External kinetics were calculated and used as inputs to the static optimization procedure to estimate tibial compression in 2-legged squatting and walking. eKnee data were converted to a single compression force using validated regression equations for this implant.73 Model performance was assessed by RMSD and coefficient of determination (R2) between MSK compression estimates and eKnee data as these were typical outcome measures used to evaluate Grand Knee Challenge models.34

Statistical Analysis

All statistical procedures were performed using SPSS (version 20.0; IBM Corp Released 2011. IBM SPSS Statistics for Windows, Armonk, NY). To test the hypothesis that the inclusion of intersegmental contact would significantly decrease tibial contact forces, three 6 × 2 two-way repeated-measures analysis of variance—with fixed effects of movement and intersegmental contact (none/included) and a random effect of participant—were used across mean tibial compression, anterior–posterior, and medial–lateral shear values from the static phase of high knee flexion movements. The α level for all comparisons was preset at .05 with Bonferroni adjustments to account for multiple comparisons and simple main effect analysis performed on significant interaction terms.

Results

Verification of tibial compression estimates from this model against the gold standard implant data had a strong correlation (R2 of .83) with an RMSD of .47 BW across 5 normal walking trials (Figure 5). During repeated bodyweight squatting trials (to ∼110° of knee flexion) using a specific tension of 30 N/cm2, this model had a similarly strong correlation (R2 of .93) with an RMSD of .16 BW (Figure 6).

Figure 5
Figure 5

—Compression estimations compared with instrumented tibia measurements from 5 walking trials from Fregley et al. Mean values are dotted lines with ± 1 SD highlighted by colored bands. BW indicates body weight; RMS, root mean square. The reader is referred to the online version of this paper for the color representation of this figure.

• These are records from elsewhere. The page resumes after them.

PR #1235, opened 2021-06-14
Cookie consent form

### LINKED ISSUE #1231: Cookie enable/disable functionality
In order to meet data protection regulations, we need to give end users the option to to enable and disable cookies, with them being disabled by default.

Requirements:

Need to give option for out of box cookies -  cookies that remember your settings e.g. contrast state and for cookies that measure website use e.g. google analytics.

However countries should be able to configure what cookies they want to provide the option for e.g. if they start using another analytical software or customise the platform so there's another cookies that remembers settings.

Banner text should be customisable

Cookie journey:
[Cookie_Consent.pdf](https://github.com/open-sdg/open-sdg/files/6638166/Cookie_Consent.pdf)

Include documentation

brockfanning:
Q | A
--- | ---
Feature branch/test site URL | [Link (just essential)](http://uk-sdg-feature-branches.s3-website.eu-west-2.amazonaws.com/feature-cookies/)<br> [Link (with GA)](http://uk-sdg-feature-branches.s3-website.eu-west-2.amazonaws.com/feature-site-cookies-analytics/)
Fixed issues | Fixes #1231 
Related version | 1.4.0-dev
Includes tests? |❌
Updated docs? |✔️
Updated config forms? |✔️
Added CHANGELOG entry? |❌

## Testing instructions

* This depends on translations - the "cookies" branch of https://github.com/brockfanning/sdg-translations
* To enable, use this site config:

        cookie_consent_form:
            enabled: true

* We should also test with it disabled to make sure everything still works (contrast modes, Google Analytics, and any other javascript functionality)


brockfanning:
Needs to make sure Google Analytics still works if Klaro is not enabled.

brockfanning:
@LucyGwilliamAdmin I believe this is ready for review, from the perspective of non-UK countries. See testing instructions in the top post.

LucyGwilliamAdmin:
@brockfanning I've created a feature branch for this and just starting to take a look - what is {purposes} supposed to be here https://github.com/brockfanning/sdg-translations/blob/cookies/translations/en/cookies.yml#L9?

As currently it looks like this on platform: 
image

brockfanning:
@LucyGwilliamAdmin It looks like that notice breaks down when 100% of the services are required (ie, if Google Analytics is disabled and the only one left is the contrast cookie). I've added a special notice to display in this case, and also removed the "Reject" button in this case.

If you use the latest code from this branch and the sdg-translations "cookies" branch, you should get the special notice. You can also test out the normal notice by enabling Google Analytics (you can just put anything, like "foo", in the analytics.ga_prod setting, that is good enough to trigger this).

LucyGwilliamAdmin:
@brockfanning re. essential cookies only (feature branch):
- Should we get rid of the button which lets users choose which settings they use? So it would look like this, taking into account translation suggestions:

image

instead of this:
image


re. additional cookies (feature branch):
- I've suggested some additional translations for this so that the purposes aren't capitalised and also so that the That's ok button says Accept additional cookies, so taking into account the translations it would look this:

image


rather than this:
image

LucyGwilliamAdmin:
Also another thought, on the UK journey after you click accept/reject you get a confirmation message (see example below) - is there something available with Klaro that could be added?

image

brockfanning:
Regarding the confirmation message, no that is actually not provided by Klaro, so it would need to be custom code on top of Klaro. For that reason I think that it should be left out of this solution.

LucyGwilliamAdmin:
@brockfanning is this ready for me to take another look?

brockfanning:
@LucyGwilliamAdmin Not quite yet, I still need to implement some from the comments above.

brockfanning:
@LucyGwilliamAdmin Ok, this is ready for another look. I didn't distinguish the upper/lowercase versions, because I'm not sure offhand how that would work. I'm wondering, if it's still a problem, whether we should control that in CSS.

LucyGwilliamAdmin:
@brockfanning looking at this now:

- The feature branch with GA enabled looks good to me. 
- Re. essential cookies only, it is possible that the button says 'That's okay' or something similar instead of 'Accept additional cookies' but then for it to stay as 'Accept additional cookies' when there's additional cookies?
- Question re. both scenarios though, it seems that Klaro also stores a cookie, I think we need to mention this as an essential service?

brockfanning:
@LucyGwilliamAdmin 
That sounds possible - so if there are only required services then instead of "Accept additional cookies" it would say something like "Accept cookies"? Or just "OK"? Or something else?

That's a good question. I suppose it wouldn't hurt to add that, right? We would just need to come up with a description and title for it, and add that to the sdg-translations branch.

LucyGwilliamAdmin:
@brockfanning I think just "OK" will be fine - "Accept cookies" makes it sound like there's an option.

Is it possible to change the name then? Is that what you mean by title. I just had a look at a couple of gov.uk sites and they named it "cookies_preferences_set" and description is "Lets us know that you’ve saved your cookie consent settings".

@phillipgardiner I think we will also need to add to UK cookies notice

phillipgardiner:
@LucyGwilliamAdmin @brockfanning Do we not already have this on the UK version? 

cookies_settings | Saves your cookie consent settings | 1 year

LucyGwilliamAdmin:
@phillipgardiner oops, missed that - can just go with that then for the Open SDG version aswell if there's already text

brockfanning:
For the UK we renamed the cookie from "klaro" to "cookie_settings" (yep that's possible). I can do that here too. I'll use the same description, and for the title (which is what will display when the user clicks "Cookie settings" in the footer) I'll use "Cookie settings", which we conveniently already have a translation set up for. :)

brockfanning:
@LucyGwilliamAdmin Ok, ready for review again.

LucyGwilliamAdmin:
@brockfanning looks good - I do think we should go ahead and use CSS to make the title of the cookies purpose (i.e. Analytics cookies in screenshot below) all lowercase though if possible:
image

brockfanning:
@LucyGwilliamAdmin Ok, that is done and ready for a refresh now.

LucyGwilliamAdmin (approved):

Citation: Journal of Applied Biomechanics 36, 6; 10.1123/jab.2019-0335

Figure 6
Figure 6

—Compression estimations using varying specific muscle tension values of 30, 61, or 88 N/cm2 from Carbone et al, Arnold et al, Delp et al, and Dickerson et al, respectively. Instrumented tibia measurements (eKnee) were reported from cyclic ∼95° knee flexion movements from Fregley et al. BW indicates body weight; RMS, root mean square. The reader is referred to the online version of this paper for the color representation of this figure.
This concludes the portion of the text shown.